Using the records below, give again exactly the lines from the line that contains "Gates the collection-rooted" through the line that contains "- [x] No conflict markers", both ends included, and only those.

====

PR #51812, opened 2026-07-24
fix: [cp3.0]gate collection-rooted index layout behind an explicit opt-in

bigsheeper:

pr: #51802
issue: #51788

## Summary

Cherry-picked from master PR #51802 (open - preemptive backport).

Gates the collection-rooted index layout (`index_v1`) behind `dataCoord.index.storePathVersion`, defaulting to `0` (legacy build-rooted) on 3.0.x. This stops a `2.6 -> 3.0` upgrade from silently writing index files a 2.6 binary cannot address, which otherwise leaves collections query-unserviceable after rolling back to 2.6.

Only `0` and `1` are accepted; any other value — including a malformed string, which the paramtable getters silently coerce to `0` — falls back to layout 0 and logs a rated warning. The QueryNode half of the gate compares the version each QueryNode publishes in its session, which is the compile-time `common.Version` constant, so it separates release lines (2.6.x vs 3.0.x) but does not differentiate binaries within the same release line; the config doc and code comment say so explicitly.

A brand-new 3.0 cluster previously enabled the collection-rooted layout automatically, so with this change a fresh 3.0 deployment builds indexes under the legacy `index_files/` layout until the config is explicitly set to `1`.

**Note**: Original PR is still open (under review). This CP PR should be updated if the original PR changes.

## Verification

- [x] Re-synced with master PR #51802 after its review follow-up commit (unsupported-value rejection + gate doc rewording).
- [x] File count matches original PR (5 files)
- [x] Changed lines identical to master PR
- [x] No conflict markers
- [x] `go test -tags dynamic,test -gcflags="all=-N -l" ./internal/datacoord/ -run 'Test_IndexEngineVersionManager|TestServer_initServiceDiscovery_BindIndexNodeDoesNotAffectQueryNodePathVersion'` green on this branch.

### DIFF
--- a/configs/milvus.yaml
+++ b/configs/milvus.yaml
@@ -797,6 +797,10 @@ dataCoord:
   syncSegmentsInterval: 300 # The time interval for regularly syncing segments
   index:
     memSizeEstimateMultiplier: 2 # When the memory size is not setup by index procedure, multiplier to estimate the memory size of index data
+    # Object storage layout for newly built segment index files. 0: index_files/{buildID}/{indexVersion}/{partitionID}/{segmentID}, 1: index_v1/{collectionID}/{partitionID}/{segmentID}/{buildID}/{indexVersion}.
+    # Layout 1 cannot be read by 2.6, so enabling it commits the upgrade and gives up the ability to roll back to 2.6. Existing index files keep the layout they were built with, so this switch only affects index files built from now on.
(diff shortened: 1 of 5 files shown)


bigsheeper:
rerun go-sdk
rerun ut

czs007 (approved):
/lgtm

====

Result
Gates the collection-rooted index layout (`index_v1`) behind `dataCoord.index.storePathVersion`, defaulting to `0` (legacy build-rooted) on 3.0.x. This stops a `2.6 -> 3.0` upgrade from silently writing index files a 2.6 binary cannot address, which otherwise leaves collections query-unserviceable after rolling back to 2.6.

Only `0` and `1` are accepted; any other value — including a malformed string, which the paramtable getters silently coerce to `0` — falls back to layout 0 and logs a rated warning. The QueryNode half of the gate compares the version each QueryNode publishes in its session, which is the compile-time `common.Version` constant, so it separates release lines (2.6.x vs 3.0.x) but does not differentiate binaries within the same release line; the config doc and code comment say so explicitly.

A brand-new 3.0 cluster previously enabled the collection-rooted layout automatically, so with this change a fresh 3.0 deployment builds indexes under the legacy `index_files/` layout until the config is explicitly set to `1`.

**Note**: Original PR is still open (under review). This CP PR should be updated if the original PR changes.

## Verification

- [x] Re-synced with master PR #51802 after its review follow-up commit (unsupported-value rejection + gate doc rewording).
- [x] File count matches original PR (5 files)
- [x] Changed lines identical to master PR
- [x] No conflict markers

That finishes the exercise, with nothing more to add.